In three games heading into Sunday night's Game 2, Allen had limited Bryant to 34 percent shooting and an average of 24.6 points - down from his season averages of 45.9 percent and 28.3 points a game.
"In past years I never thought of Ray as a great defender," teammate Paul Pierce said. "But when you look at the top scorers in the league, you never think of any of the top scorers in the league as great defenders because they're so great offensively, and I think that's been the case with Ray. I think since being here he's showed he's been more than a capable defender. ...
"He knows in order for us to win we have to play defense, and he's drawn the challenge of guarding Kobe, he's drawn the challenge of guarding [Atlanta's] Joe Johnson and he's stepped up that part of his play regardless of what he's done on the offensive end."
Allen said his improved defensive efforts are a byproduct of him buying into the Celtics' team philosophy.
"I've always been a pretty good team defender," Allen said. "The schemes that we use, the schemes that I've used my whole career, if you have one weak link, you all know the team defense is going to suffer throughout any games, throughout any season. I think here we have five guys at any time on the floor that are accountable, so it makes the job somewhat easier. You don't just point the finger and say it's on you; it's on all of us. One person makes a mistake. You don't compound it.
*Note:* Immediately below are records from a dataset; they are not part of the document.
PR #34485, opened 2026-02-17
fix(core): prevent changelog from resolving git tags for dependent pr…

### LINKED ISSUE #34438: `releaseChangelog()` should not attempt to get tags & generate changelogs for dependent projects when `projectsRelationship: 'independent'`
### Current Behavior

When running `releaseChangelog()` (or `nx release changelog`) on a project whose release is configured with `projectsRelationship: 'independent'`, the code attempts to get git history & the latest release tag for every dependent project, even though those dependents won't actually have changelog entries generated.

### Expected Behavior

`releaseChangelog()` should not attempt to get the latest release tag for dependent projects. That info does not get used, the git operations are heavy, and `releaseChangelog()` should not error if, say, a dependent project does not have a release yet.

### GitHub Repo

https://github.com/w-biggs/nx-changelog-issue/tree/main

### Steps to Reproduce

Say I have a project `utils` with two dependents: `icons` and `components`, and I run `nx release 1.1.0 -p @my-org/utils` to release only `utils`. You can reproduce this with:

```bash
git clone https://github.com/w-biggs/nx-changelog-issue.git
cd nx-changelog-issue
npm install
npm run demo:with-logging
```

Internally, the following code creates a `projectNodes` array with all three projects' nodes and iterates through them. For each project, it tries to find the previous git tag release, errors if it can't, then runs `generateChangelogForProjects()`.

https://github.com/nrwl/nx/blob/51420790c35e3217caa2142234c58edbd567dd36/packages/nx/src/command-line/release/changelog.ts#L453-L564

In the demo, you'll see it successfully processes `utils` (which has a tag `@my-org/utils@0.0.1`), but then errors on `@my-org/components` when trying to find its tag - even though `generateChangelogForProjects()` will never actually do anything on the dependent projects' iterations, because `projectsVersionData = utils` and `projects = [{ name: icons or components }]`, so `projectsVersionData[project.name]` is always falsy.

https://github.com/nrwl/nx/blob/51420790c35e3217caa2142234c58edbd567dd36/packages/nx/src/command-line/release/changelog.ts#L1092-L1112

You can see a rough workaround working with `npm run demo:with-fix`, which does not add dependents to the `projectNodes` array for independent projects.

### Nx Report

```shell
Node           : 24.13.0
OS             : darwin-arm64
npm            : 11.6.2
daemon         : Available

nx             : 22.5.0
@nx/js         : 22.5.0
@nx/workspace  : 22.5.0
@nx/devkit     : 22.5.0
typescript     : 5.9.3
Registered Plugins:
@nx/js/typescript
Cache Usage: 0.00 B / 46.04 GB
```

### Failure Logs

```shell

```

### Package Manager Version

_No response_

### Operating System

- [x] macOS
- [ ] Linux
- [ ] Windows
- [ ] Other (Please specify)

### Additional Information

_No response_

Nitin75408:
…ojects in independent releases

## Current Behavior

When running `nx release changelog` (or `releaseChangelog()`) for a project in an independent release group, Nx incorrectly includes dependent projects in the changelog processing list. It attempts to resolve git tags and fetch git history for these dependents — even though they will never have changelog entries generated. If a dependent has never been released (no git tag), Nx throws a fatal error: "Unable to determine the previous git tag."

## Expected Behavior

For independent release groups, only the explicitly targeted projects should have git tags resolved and changelog entries generated. Dependent projects should be excluded from changelog processing entirely, since they are versioned independently and may never have been released.

## Related Issue(s)

Fixes #34438

### DIFF
--- a/packages/nx/src/command-line/release/changelog.ts
+++ b/packages/nx/src/command-line/release/changelog.ts
@@ -370,7 +370,8 @@ export function createAPI(
       preid: string | undefined,
       checkAllBranchesWhen: CheckAllBranchesWhen,
       requireSemver: boolean,
-      strictPreid: boolean
+      strictPreid: boolean,
+      projectName?: string
     ): Promise<string | null> => {
       if (fromSHACache.has(cacheKey)) {
         return fromSHACache.get(cacheKey);
@@ -386,6 +387,8 @@ export function createAPI(
         requireSemver,
         strictPreid,
         useAutomaticFromRef,
+        projectName,
+        verbose: args.verbose,
       });
       fromSHACache.set(cacheKey, sha);
       return sha;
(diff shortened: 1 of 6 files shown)


jaysoo (approved):
Good fix. `releaseChangelog()` with independent projects shouldn't error trying to find git tags for dependents that were never independently released. The `getProjectsForChangelog()` approach correctly excludes dependents for independent groups, and the defense-in-depth guard is a nice touch.

Tests are thorough. One cleanup: please remove the unrelated pnpm-lock.yaml changes to keep the diff focused.

LGTM otherwise.

jaysoo:
Close this as I do not believe this is the right fix, and the description does not contain how this fix works.

PR #34487, opened 2026-02-17
feat(misc): use caret range for swc dependencies in pnpm catalog

### LINKED ISSUE #34472: fix(core): pinned @swc-node/register peerDep (1.11.1) causes silent ts-node fallback and ERR_REQUIRE_ESM on Node 24

Coly010:
Use a range for the swc dependencies

Fixes #34472

### DIFF
--- a/pnpm-lock.yaml
+++ b/pnpm-lock.yaml
@@ -218,14 +218,14 @@ catalogs:
       version: 1.1.4
   swc:
     '@swc-node/register':
-      specifier: 1.11.1
+      specifier: ^1.11.1
       version: 1.11.1
     '@swc/cli':
       specifier: 0.8.0
       version: 0.8.0
     '@swc/core':
-      specifier: 1.15.8
-      version: 1.15.8
+      specifier: ^1.15.8
+      version: 1.15.10
     '@swc/helpers':
       specifier: 0.5.18
       version: 0.5.18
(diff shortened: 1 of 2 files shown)


comp615:
Does the version bump still need to happen? In theory for peer deps it'd be nice to be the lowest functional requirement (you can still install a higher one in the repo itself)

Coly010:
Yes :)

FrozenPandaz (approved):

PR #34488, opened 2026-02-17
feat(core): improve codex support for configure-ai-agents

MaxKless:
Codex has only basic MCP/AGENTS.md support right now. Also, because it used to have only global-level config files, we had some extra logic around configuring that.

We want Codex to get the latest skills too (they don't support custom subagents yet, though) and use project-level config files that they now support.


AgentEnder (approved):

FrozenPandaz:
@MaxKless Please add a PR description here

PR #34491, opened 2026-02-17
fix(core): properly quote shell metacharacters in CLI args passed to tasks

### LINKED ISSUE #26682: Playwright --grep flag doesn't work with multiple tags when run via nx command
### Current Behavior

Playwright accepts multiple tags in grep if they are separated by a pipe and wrapped in quotes. When command is run with nx the quotes are stripped and the command fails.

Both commands below fail:

`nx affected -t e2e --grep="@visual-regression|@smoke" `
`nx affected -t e2e -- --grep="@visual-regression|@smoke" `

```
 /bin/sh: @smoke: command not found
      node:events:496
            throw er; // Unhandled 'error' event
            ^
...
Node.js v20.12.2
      Warning: command "npx playwright test --grep=@visual-regression|@smoke" exited with non-zero status code
```

When run directly with playwright from working directory it succeeds:

`npx playwright test --grep "@visual-regression|@smoke"`

### Expected Behavior

Nx playwright executor should support multiple grep arguments and not strip the quotes

### GitHub Repo

_No response_

### Steps to Reproduce

1. Add a playwright e2e project
2. Create two tests with different tags
3. Run the command `npx nx affected e2e --grep "@tag1|@tag2"`
4. Notice failure

### Nx Report

```shell
Node   : 20.12.2
OS     : darwin-arm64
npm    : 10.5.0

nx (global)        : 18.3.1
nx                 : 18.3.1
@nx/js             : 18.3.1
@nx/jest           : 18.3.1
@nx/linter         : 18.3.1
@nx/eslint         : 18.3.1
@nx/workspace      : 18.3.1
@nx/cypress        : 18.3.1
@nx/devkit         : 18.3.1
@nx/eslint-plugin  : 18.3.1
@nx/next           : 18.3.1
@nx/playwright     : 18.3.1
@nx/plugin         : 18.3.1
@nx/react          : 18.3.1
@nx/storybook      : 18.3.1
@nrwl/tao          : 18.3.1
@nx/vite           : 18.3.1
@nx/web            : 18.3.1
@nx/webpack        : 18.3.1
typescript         : 5.3.3
```

### Failure Logs

_No response_

### Package Manager Version

_No response_

### Operating System

- [X] macOS
- [ ] Linux
- [ ] Windows
- [ ] Other (Please specify)

### Additional Information

_No response_

### LINKED ISSUE #32305: Quoted CLI flags are not passed through to tasks correctly
### Current Behavior

Duplicate of https://github.com/nrwl/nx/issues/26682

Playwright accepts a `--grep="pattern"` flag. When passed via nx it doesn't work.

e.g. `nx playwright-test app --grep="should show button"`

```
Error: No tests found.
Make sure that arguments are regular expressions matching test files.
You may need to escape symbols like "$" or "*" and quote the arguments.
```

if we double quote the parameter it works as expected, e.g.

`nx playwright-test app --grep='"should show button"'`

```
  1 passed (3.1s)
```

### Expected Behavior

The arguments should be passed through without needing double quoting

### GitHub Repo

_No response_

### Steps to Reproduce

1. set up nx repo with an app and playwright
2. add a script to package.json to run playwright
3. run the script via nx and pass in the `--grep` flag with a string that should match a test name

### Nx Report

```shell
Node           : 24.4.1
OS             : darwin-arm64
yarn           : 4.1.1

nx                     : 21.3.10
@nx/js                 : 21.3.10
@nx/jest               : 21.3.10
@nx/eslint             : 21.3.10
@nx/workspace          : 21.3.10
@nx/cypress            : 21.3.10
@nx/devkit             : 21.3.10
@nx/module-federation  : 21.3.10
@nx/plugin             : 21.3.10
@nx/react              : 21.3.10
@nx/storybook          : 21.3.10
@nx/vite               : 21.3.10
@nx/web                : 21.3.10
typescript             : 5.4.2
Registered Plugins:
@nx/js/typescript
@nx/jest/plugin
@nx/react/router-plugin
@nx/storybook/plugin
```

### Failure Logs

```shell

```

### Package Manager Version

_No response_

### Operating System

- [x] macOS
- [ ] Linux
- [ ] Windows
- [ ] Other (Please specify)

### Additional Information

_No response_

baer:
## Current Behavior

When CLI arguments containing shell metacharacters (like `|`, `&`, `$`, `;`, `*`, etc.) are passed through Nx to underlying tasks, they are not properly quoted, causing shell interpretation errors.

For example, running:
```bash
nx test app --grep="@tag1|@tag2"
```

Would fail with `/bin/sh: @smoke: command not found` because the pipe character `|` was interpreted by the shell as a pipe operator instead of being passed as a literal string to the underlying command.

Users had to use awkward double-quoting workarounds like `--grep='"@tag1|@tag2"'` to get the expected behavior.

## Expected Behavior

CLI arguments containing shell metacharacters should be automatically quoted before being passed to underlying commands, so that:
```bash
nx test app --grep="@tag1|@tag2"
```

Works correctly and passes `--grep="@tag1|@tag2"` to the underlying test runner without shell interpretation.

## Related Issue(s)

Fixes #32305
Fixes #26682

## Implementation Details

- Created a shared `needsShellQuoting()` utility in `packages/nx/src/utils/shell-quoting.ts` that detects shell metacharacters
- Updated `wrapArgIntoQuotesIfNeeded()` in `run-commands.impl.ts` to use the shared utility
- Updated `stringShouldBeWrappedIntoQuotes()` in `serialize-overrides-into-command-line.ts` to use the shared utility
- Fixed a bug where `arg.split('=')` would incorrectly split values containing `=` (e.g., `--define=FOO=bar|baz`)
- Added proper escaping of embedded double quotes when wrapping values
- Added comprehensive test coverage

### Shell metacharacters now handled:
`|` `&` `;` `<` `>` `(` `)` `$` `` ` `` `\` `"` `'` `*` `?` `[` `]` `{` `}` `~` `#` `!` and whitespace

### DIFF
--- a/packages/nx/src/executors/run-commands/run-commands.impl.spec.ts
+++ b/packages/nx/src/executors/run-commands/run-commands.impl.spec.ts
@@ -657,6 +657,30 @@ describe('Run Commands', () => {
         )
       ).toEqual('echo --define="FOO=bar|baz"');
     });
+
+    it('should not re-quote word-split fragments of a single-quoted JSON value', () => {
+      // Simulates what happens when the shell word-splits:
+      //   --config \'{"env":{"cliArg":"i am from the cli args"}}\'
+      // The shell produces these separate argv entries because \" makes "
+      // literal but doesn't prevent word splitting:
+      expect(
+        interpolateArgsIntoCommand(
+          'echo',
+          {
+            __unparsed__: [
+              '--config',
+              '\'{"env":{"cliArg":"i',
+              'am',
+              'from',
+              'the',
+              'cli',
+              'args"}}\'',
+            ],
+          } as any,
+          true
+        )
+      ).toEqual(`echo --config '{"env":{"cliArg":"i am from the cli args"}}'`);
+    });
   });
 
   describe('--color', () => {
--- a/packages/nx/src/executors/run-commands/run-commands.impl.spec.ts
+++ b/packages/nx/src/executors/run-commands/run-commands.impl.spec.ts
@@ -584,6 +584,79 @@ describe('Run Commands', () => {
         )
       ).toEqual(`echo --hello="test 123" "hello world" "random config" 456`); // should wrap aroound __unparsed__ args with key value
     });
+
+    it.each([
+      ['pipe (|)', '--grep=@tag1|@tag2', 'echo --grep="@tag1|@tag2"'],
+      ['ampersand (&)', '--flag=a&b', 'echo --flag="a&b"'],
+      ['dollar sign ($)', '--path=$HOME/dir', 'echo --path="$HOME/dir"'],
+      ['semicolon (;)', '--cmd=echo;ls', 'echo --cmd="echo;ls"'],
+      ['parentheses', '--expr=(a+b)', 'echo --expr="(a+b)"'],
+      ['asterisk (*)', '--pattern=*.txt', 'echo --pattern="*.txt"'],
+      ['backtick (`)', '--cmd=`pwd`', 'echo --cmd="`pwd`"'],
+      ['angle brackets (>)', '--compare=a>b', 'echo --compare="a>b"'],
+      [
+        'question mark (?)',
+        '--pattern=file?.txt',
+        'echo --pattern="file?.txt"',
+      ],
+      [
+        'square brackets ([])',
+        '--pattern=[abc].txt',
+        'echo --pattern="[abc].txt"',
+      ],
+      ['hash (#)', '--tag=#important', 'echo --tag="#important"'],
+      ['tilde (~)', '--path=~/documents', 'echo --path="~/documents"'],
+      ['newline', '--msg=hello\nworld', 'echo --msg="hello\nworld"'],
+      ['tab', '--msg=hello\tworld', 'echo --msg="hello\tworld"'],
+    ])('should wrap shell metacharacter %s in quotes', (_, input, expected) => {
+      expect(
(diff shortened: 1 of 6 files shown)


jaysoo (approved):
Solid fix with excellent test coverage. The `needsShellQuoting()` function with comprehensive POSIX metacharacter regex is a big improvement over the old check (which only handled spaces, `{`, and `"`). The fix for splitting on first `=` only and escaping existing double quotes before wrapping is well thought through.

Minor note for future consideration: double-quoting doesn't prevent `$` and backtick expansion in POSIX shells. This is a pre-existing limitation (not introduced by this PR), but a brief comment in the code noting this would help future maintainers.

LGTM.

leosvelperez:
@baer thanks for contributing!

I fixed an issue caught by our e2e test suite and added additional tests to prevent regressions. Could you re-verify on your end that everything still works for you?

baer:
Thanks for the fixes, @leosvelperez\! I verified locally, and everything still works. The `rejoinQuotedFragments` handling for word-split quoted values is a great catch. I hadn't considered the case where shell word-splitting would fragment a single-quoted JSON value before the quoting logic could process it. The `isAlreadyQuoted` guard checking both ends is also a good improvement over my first-char-only check. Appreciate the additional test coverage. Glad for the E2E rn.

leosvelperez (approved):
Thanks for the contribution!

We all key into each other."
Kobe is 'giddy'
Kobe Bryant has improved his image as a teammate this season, and from the Western Conference finale on, his coach has noticed a greater joy in his star player. At one point when talking about Bryant, Phil Jackson described him as "giddy."
"I think that that was really noticeable in the presentation of the Western Conference trophy. ... I thought he was very, very fun loving in that situation. I think you really see the true nature of Kobe Bryant with his teammates."
Bryant has been a jokester in practices this week, challenging his teammates to shooting contests and going so far as to bump them or toss balls into the air to deflect their shots to improve his chances of winning various competitions.
At the podium, he has shown a comical side.
When asked about the pressure of Game 2, he said, "I'd much rather have the pressure of this moment as opposed to having the pressure of deciding which swim trunks I'm going to wear in Bora Bora, the Gucci ones or the Yves Saint Laurent ones. I'd much rather have this pressure."
He defended teammate Pau Gasol's reputation of being less than physical against Celtics forward Kendrick Perkins but added: "Pau is not going to - you run into Perkins and Pau in an alley, you're probably going to go Pau's direction."
Asked about his teammates wearing his shoe, the Nike Zoom Kobe III, Bryant said, "Well, they all have an interest in jumping over cars. It intrigues them, so they wear the shoes."